Input data below:
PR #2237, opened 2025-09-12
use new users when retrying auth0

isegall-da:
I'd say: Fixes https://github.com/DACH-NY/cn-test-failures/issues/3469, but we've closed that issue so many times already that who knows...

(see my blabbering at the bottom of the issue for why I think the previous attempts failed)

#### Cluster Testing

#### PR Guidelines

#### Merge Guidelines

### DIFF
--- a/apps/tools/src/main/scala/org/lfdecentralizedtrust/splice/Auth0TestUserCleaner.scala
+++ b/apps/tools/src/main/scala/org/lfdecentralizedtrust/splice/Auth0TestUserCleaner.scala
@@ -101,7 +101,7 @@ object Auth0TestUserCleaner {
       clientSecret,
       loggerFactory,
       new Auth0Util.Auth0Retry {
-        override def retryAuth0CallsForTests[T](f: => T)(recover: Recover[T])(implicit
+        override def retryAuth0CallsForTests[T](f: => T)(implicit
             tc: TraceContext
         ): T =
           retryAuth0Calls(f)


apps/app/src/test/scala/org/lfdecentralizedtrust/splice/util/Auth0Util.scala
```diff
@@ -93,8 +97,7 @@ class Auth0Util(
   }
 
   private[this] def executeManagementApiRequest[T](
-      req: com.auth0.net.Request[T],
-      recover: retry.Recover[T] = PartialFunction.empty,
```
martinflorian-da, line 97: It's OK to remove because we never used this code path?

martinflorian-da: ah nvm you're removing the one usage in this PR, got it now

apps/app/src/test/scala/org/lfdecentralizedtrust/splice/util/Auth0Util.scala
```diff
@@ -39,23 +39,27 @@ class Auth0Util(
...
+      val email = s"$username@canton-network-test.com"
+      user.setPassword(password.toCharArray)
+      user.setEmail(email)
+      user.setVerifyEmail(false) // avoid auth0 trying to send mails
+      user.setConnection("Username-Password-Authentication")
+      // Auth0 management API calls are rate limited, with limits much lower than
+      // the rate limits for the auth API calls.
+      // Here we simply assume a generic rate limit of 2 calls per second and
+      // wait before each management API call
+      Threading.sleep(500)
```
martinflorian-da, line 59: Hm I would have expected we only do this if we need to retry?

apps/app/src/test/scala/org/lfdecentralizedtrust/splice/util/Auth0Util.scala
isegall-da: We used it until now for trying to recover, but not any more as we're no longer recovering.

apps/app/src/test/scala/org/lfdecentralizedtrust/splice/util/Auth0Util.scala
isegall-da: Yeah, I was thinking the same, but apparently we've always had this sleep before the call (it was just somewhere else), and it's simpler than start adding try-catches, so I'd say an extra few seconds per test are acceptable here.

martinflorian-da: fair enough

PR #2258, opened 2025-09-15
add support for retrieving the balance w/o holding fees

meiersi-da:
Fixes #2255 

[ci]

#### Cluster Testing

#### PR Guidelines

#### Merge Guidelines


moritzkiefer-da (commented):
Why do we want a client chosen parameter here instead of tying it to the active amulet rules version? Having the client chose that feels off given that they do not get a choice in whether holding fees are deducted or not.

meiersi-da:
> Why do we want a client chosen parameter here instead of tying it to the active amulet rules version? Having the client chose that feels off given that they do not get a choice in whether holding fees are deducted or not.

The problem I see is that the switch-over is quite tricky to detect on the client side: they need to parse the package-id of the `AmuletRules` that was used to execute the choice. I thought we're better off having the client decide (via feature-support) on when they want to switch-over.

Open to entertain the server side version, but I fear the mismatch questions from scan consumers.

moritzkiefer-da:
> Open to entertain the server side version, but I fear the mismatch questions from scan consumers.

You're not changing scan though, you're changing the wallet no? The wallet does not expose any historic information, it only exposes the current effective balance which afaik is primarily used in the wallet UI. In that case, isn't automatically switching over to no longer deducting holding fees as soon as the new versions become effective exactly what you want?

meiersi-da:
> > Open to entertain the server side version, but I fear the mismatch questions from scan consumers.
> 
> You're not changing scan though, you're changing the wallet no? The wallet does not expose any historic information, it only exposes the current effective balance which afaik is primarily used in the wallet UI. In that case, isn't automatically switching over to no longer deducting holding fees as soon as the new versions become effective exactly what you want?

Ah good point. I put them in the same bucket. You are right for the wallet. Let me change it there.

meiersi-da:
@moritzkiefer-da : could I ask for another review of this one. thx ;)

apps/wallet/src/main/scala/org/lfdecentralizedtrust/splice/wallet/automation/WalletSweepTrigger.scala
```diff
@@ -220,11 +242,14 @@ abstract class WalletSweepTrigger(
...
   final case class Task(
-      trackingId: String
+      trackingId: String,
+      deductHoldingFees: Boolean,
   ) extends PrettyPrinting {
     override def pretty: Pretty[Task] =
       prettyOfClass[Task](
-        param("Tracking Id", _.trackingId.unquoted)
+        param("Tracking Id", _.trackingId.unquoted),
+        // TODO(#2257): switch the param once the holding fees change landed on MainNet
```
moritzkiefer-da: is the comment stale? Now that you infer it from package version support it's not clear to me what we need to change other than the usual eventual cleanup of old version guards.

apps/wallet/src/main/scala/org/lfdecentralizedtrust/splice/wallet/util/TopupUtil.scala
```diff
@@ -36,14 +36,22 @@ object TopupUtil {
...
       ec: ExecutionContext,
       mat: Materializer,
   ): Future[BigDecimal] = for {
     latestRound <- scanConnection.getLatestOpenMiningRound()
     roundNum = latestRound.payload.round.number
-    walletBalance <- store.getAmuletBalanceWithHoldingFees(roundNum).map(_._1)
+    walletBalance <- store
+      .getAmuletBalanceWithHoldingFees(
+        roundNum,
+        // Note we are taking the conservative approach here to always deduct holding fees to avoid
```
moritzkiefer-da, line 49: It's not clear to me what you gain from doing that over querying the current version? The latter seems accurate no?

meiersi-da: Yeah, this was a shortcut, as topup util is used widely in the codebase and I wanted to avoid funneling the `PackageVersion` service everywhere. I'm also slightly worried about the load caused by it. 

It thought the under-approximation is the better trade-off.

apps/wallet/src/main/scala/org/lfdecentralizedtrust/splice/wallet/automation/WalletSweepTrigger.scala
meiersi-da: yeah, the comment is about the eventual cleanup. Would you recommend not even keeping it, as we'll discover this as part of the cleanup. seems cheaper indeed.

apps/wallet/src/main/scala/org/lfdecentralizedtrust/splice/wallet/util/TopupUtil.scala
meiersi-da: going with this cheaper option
End of Input data.
__Requirement__
Output all entries again exactly; no line may be altered.

__Task answer__
PR #2237, opened 2025-09-12
use new users when retrying auth0

isegall-da:
I'd say: Fixes https://github.com/DACH-NY/cn-test-failures/issues/3469, but we've closed that issue so many times already that who knows...

(see my blabbering at the bottom of the issue for why I think the previous attempts failed)

#### Cluster Testing

#### PR Guidelines

#### Merge Guidelines

### DIFF
--- a/apps/tools/src/main/scala/org/lfdecentralizedtrust/splice/Auth0TestUserCleaner.scala
+++ b/apps/tools/src/main/scala/org/lfdecentralizedtrust/splice/Auth0TestUserCleaner.scala
@@ -101,7 +101,7 @@ object Auth0TestUserCleaner {
       clientSecret,
       loggerFactory,
       new Auth0Util.Auth0Retry {
-        override def retryAuth0CallsForTests[T](f: => T)(recover: Recover[T])(implicit
+        override def retryAuth0CallsForTests[T](f: => T)(implicit
             tc: TraceContext
         ): T =
           retryAuth0Calls(f)


apps/app/src/test/scala/org/lfdecentralizedtrust/splice/util/Auth0Util.scala
```diff
@@ -93,8 +97,7 @@ class Auth0Util(
   }
 
   private[this] def executeManagementApiRequest[T](
-      req: com.auth0.net.Request[T],
-      recover: retry.Recover[T] = PartialFunction.empty,
```
martinflorian-da, line 97: It's OK to remove because we never used this code path?

martinflorian-da: ah nvm you're removing the one usage in this PR, got it now

apps/app/src/test/scala/org/lfdecentralizedtrust/splice/util/Auth0Util.scala
```diff
@@ -39,23 +39,27 @@ class Auth0Util(
...
+      val email = s"$username@canton-network-test.com"
+      user.setPassword(password.toCharArray)
+      user.setEmail(email)
+      user.setVerifyEmail(false) // avoid auth0 trying to send mails
+      user.setConnection("Username-Password-Authentication")
+      // Auth0 management API calls are rate limited, with limits much lower than
+      // the rate limits for the auth API calls.
+      // Here we simply assume a generic rate limit of 2 calls per second and
+      // wait before each management API call
+      Threading.sleep(500)
```
martinflorian-da, line 59: Hm I would have expected we only do this if we need to retry?

apps/app/src/test/scala/org/lfdecentralizedtrust/splice/util/Auth0Util.scala
isegall-da: We used it until now for trying to recover, but not any more as we're no longer recovering.

apps/app/src/test/scala/org/lfdecentralizedtrust/splice/util/Auth0Util.scala
isegall-da: Yeah, I was thinking the same, but apparently we've always had this sleep before the call (it was just somewhere else), and it's simpler than start adding try-catches, so I'd say an extra few seconds per test are acceptable here.

martinflorian-da: fair enough

PR #2258, opened 2025-09-15
add support for retrieving the balance w/o holding fees

meiersi-da:
Fixes #2255 

[ci]

#### Cluster Testing

#### PR Guidelines

#### Merge Guidelines


moritzkiefer-da (commented):
Why do we want a client chosen parameter here instead of tying it to the active amulet rules version? Having the client chose that feels off given that they do not get a choice in whether holding fees are deducted or not.

meiersi-da:
> Why do we want a client chosen parameter here instead of tying it to the active amulet rules version? Having the client chose that feels off given that they do not get a choice in whether holding fees are deducted or not.

The problem I see is that the switch-over is quite tricky to detect on the client side: they need to parse the package-id of the `AmuletRules` that was used to execute the choice. I thought we're better off having the client decide (via feature-support) on when they want to switch-over.

Open to entertain the server side version, but I fear the mismatch questions from scan consumers.

moritzkiefer-da:
> Open to entertain the server side version, but I fear the mismatch questions from scan consumers.

You're not changing scan though, you're changing the wallet no? The wallet does not expose any historic information, it only exposes the current effective balance which afaik is primarily used in the wallet UI. In that case, isn't automatically switching over to no longer deducting holding fees as soon as the new versions become effective exactly what you want?

meiersi-da:
> > Open to entertain the server side version, but I fear the mismatch questions from scan consumers.
> 
> You're not changing scan though, you're changing the wallet no? The wallet does not expose any historic information, it only exposes the current effective balance which afaik is primarily used in the wallet UI. In that case, isn't automatically switching over to no longer deducting holding fees as soon as the new versions become effective exactly what you want?

Ah good point. I put them in the same bucket. You are right for the wallet. Let me change it there.

meiersi-da:
@moritzkiefer-da : could I ask for another review of this one. thx ;)

apps/wallet/src/main/scala/org/lfdecentralizedtrust/splice/wallet/automation/WalletSweepTrigger.scala
```diff
@@ -220,11 +242,14 @@ abstract class WalletSweepTrigger(
...
   final case class Task(
-      trackingId: String
+      trackingId: String,
+      deductHoldingFees: Boolean,
   ) extends PrettyPrinting {
     override def pretty: Pretty[Task] =
       prettyOfClass[Task](
-        param("Tracking Id", _.trackingId.unquoted)
+        param("Tracking Id", _.trackingId.unquoted),
+        // TODO(#2257): switch the param once the holding fees change landed on MainNet
```
moritzkiefer-da: is the comment stale? Now that you infer it from package version support it's not clear to me what we need to change other than the usual eventual cleanup of old version guards.

apps/wallet/src/main/scala/org/lfdecentralizedtrust/splice/wallet/util/TopupUtil.scala
```diff
@@ -36,14 +36,22 @@ object TopupUtil {
...
       ec: ExecutionContext,
       mat: Materializer,
   ): Future[BigDecimal] = for {
     latestRound <- scanConnection.getLatestOpenMiningRound()
     roundNum = latestRound.payload.round.number
-    walletBalance <- store.getAmuletBalanceWithHoldingFees(roundNum).map(_._1)
+    walletBalance <- store
+      .getAmuletBalanceWithHoldingFees(
+        roundNum,
+        // Note we are taking the conservative approach here to always deduct holding fees to avoid
```
moritzkiefer-da, line 49: It's not clear to me what you gain from doing that over querying the current version? The latter seems accurate no?

meiersi-da: Yeah, this was a shortcut, as topup util is used widely in the codebase and I wanted to avoid funneling the `PackageVersion` service everywhere. I'm also slightly worried about the load caused by it. 

It thought the under-approximation is the better trade-off.

apps/wallet/src/main/scala/org/lfdecentralizedtrust/splice/wallet/automation/WalletSweepTrigger.scala
meiersi-da: yeah, the comment is about the eventual cleanup. Would you recommend not even keeping it, as we'll discover this as part of the cleanup. seems cheaper indeed.

apps/wallet/src/main/scala/org/lfdecentralizedtrust/splice/wallet/util/TopupUtil.scala
meiersi-da: going with this cheaper option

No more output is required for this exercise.